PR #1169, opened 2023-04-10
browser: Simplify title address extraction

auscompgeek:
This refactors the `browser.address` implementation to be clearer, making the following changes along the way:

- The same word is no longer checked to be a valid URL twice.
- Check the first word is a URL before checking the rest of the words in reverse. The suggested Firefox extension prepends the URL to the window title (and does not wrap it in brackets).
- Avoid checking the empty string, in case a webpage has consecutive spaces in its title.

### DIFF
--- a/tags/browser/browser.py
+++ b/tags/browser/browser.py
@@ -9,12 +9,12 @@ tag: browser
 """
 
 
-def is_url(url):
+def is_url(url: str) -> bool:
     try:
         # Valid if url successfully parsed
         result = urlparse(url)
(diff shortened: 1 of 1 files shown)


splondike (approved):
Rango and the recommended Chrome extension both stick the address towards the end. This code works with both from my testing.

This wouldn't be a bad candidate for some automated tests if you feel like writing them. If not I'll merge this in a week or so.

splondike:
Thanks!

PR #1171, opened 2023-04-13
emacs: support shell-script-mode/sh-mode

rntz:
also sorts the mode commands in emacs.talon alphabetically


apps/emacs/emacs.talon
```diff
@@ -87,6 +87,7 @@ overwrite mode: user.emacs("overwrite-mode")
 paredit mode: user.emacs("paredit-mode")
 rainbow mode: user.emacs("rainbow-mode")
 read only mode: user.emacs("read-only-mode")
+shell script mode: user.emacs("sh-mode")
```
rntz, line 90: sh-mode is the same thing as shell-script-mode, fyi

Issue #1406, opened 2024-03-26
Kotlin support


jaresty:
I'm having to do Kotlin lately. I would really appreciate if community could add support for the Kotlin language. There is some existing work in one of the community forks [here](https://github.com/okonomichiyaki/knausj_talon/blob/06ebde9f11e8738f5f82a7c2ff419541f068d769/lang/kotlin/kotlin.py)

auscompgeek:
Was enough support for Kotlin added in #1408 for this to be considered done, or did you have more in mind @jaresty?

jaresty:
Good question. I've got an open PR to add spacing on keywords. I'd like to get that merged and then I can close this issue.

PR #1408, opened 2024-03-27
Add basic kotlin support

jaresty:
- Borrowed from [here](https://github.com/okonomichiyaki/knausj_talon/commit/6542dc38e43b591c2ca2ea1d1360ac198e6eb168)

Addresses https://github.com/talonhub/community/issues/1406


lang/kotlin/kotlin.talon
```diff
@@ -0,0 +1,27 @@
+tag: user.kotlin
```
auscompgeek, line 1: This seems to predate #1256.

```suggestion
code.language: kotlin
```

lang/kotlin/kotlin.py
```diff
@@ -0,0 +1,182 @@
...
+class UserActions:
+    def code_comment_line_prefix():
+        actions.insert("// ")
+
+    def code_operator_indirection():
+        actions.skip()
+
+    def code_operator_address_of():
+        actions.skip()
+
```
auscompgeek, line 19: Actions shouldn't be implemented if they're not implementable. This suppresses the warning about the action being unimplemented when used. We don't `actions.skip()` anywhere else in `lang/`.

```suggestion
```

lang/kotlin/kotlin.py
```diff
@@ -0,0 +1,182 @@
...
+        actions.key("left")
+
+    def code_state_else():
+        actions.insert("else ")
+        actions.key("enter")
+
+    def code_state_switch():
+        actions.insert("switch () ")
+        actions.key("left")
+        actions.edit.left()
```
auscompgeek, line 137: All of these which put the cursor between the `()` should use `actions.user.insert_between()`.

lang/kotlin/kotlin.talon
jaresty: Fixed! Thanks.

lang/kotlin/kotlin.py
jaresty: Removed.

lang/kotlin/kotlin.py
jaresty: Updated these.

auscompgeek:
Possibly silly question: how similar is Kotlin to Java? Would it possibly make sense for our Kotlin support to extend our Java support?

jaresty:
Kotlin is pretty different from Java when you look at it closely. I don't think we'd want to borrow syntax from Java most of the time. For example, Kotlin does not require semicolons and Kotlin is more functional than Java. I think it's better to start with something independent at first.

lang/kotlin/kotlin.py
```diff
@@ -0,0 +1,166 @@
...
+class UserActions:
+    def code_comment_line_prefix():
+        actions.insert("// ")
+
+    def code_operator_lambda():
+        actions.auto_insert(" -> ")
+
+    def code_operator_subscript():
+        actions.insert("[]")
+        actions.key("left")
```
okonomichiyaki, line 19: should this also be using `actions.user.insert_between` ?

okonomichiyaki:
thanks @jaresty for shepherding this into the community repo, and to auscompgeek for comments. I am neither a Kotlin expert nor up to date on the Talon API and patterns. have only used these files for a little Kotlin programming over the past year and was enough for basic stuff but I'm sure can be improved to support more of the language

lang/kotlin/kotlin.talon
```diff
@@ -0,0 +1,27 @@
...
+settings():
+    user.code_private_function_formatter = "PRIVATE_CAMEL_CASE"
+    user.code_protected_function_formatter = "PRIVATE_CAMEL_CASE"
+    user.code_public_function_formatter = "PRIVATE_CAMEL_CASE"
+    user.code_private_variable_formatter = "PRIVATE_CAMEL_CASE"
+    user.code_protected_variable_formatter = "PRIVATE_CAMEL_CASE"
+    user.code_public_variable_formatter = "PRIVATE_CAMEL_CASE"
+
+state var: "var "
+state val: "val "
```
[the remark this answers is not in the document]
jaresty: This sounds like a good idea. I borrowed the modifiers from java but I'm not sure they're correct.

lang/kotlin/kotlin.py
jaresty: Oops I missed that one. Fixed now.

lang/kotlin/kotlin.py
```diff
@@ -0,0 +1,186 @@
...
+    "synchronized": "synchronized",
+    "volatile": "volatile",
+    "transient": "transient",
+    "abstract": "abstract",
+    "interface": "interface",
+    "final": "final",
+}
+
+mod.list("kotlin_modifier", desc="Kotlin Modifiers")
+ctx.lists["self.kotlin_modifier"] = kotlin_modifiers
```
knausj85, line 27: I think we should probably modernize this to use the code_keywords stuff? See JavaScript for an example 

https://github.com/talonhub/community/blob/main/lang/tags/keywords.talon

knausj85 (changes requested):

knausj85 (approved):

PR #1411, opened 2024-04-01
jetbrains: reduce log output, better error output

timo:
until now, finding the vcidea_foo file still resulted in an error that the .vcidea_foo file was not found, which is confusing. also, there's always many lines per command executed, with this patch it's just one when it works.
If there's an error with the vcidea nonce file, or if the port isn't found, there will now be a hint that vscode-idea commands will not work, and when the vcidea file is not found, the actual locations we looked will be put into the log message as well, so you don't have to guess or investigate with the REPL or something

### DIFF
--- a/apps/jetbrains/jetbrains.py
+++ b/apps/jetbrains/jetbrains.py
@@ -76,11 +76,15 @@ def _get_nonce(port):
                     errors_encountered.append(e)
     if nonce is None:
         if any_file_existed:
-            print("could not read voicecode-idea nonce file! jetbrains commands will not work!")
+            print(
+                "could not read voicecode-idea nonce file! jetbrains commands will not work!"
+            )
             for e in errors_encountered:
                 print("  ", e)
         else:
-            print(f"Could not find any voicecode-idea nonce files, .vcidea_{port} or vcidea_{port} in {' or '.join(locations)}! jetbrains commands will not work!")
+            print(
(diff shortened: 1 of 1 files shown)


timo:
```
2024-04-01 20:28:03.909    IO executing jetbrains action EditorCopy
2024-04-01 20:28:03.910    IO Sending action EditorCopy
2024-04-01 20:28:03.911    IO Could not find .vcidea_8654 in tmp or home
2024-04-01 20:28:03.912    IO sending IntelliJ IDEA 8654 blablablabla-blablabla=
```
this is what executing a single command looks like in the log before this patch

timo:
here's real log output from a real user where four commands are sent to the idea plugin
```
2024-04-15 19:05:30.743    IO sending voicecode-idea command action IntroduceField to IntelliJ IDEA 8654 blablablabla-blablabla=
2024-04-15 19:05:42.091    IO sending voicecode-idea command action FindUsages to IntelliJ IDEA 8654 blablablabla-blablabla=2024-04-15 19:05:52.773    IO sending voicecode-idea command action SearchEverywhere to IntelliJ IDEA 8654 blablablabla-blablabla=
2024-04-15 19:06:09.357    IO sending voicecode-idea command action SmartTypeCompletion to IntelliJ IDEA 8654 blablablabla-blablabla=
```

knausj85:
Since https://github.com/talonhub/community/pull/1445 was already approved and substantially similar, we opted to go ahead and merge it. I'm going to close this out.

□ □ □

§ **TRY IT**
Work out how many lines in the material above include the word "language", and write down that number alone.

§ **SOLVED PROBLEM**
3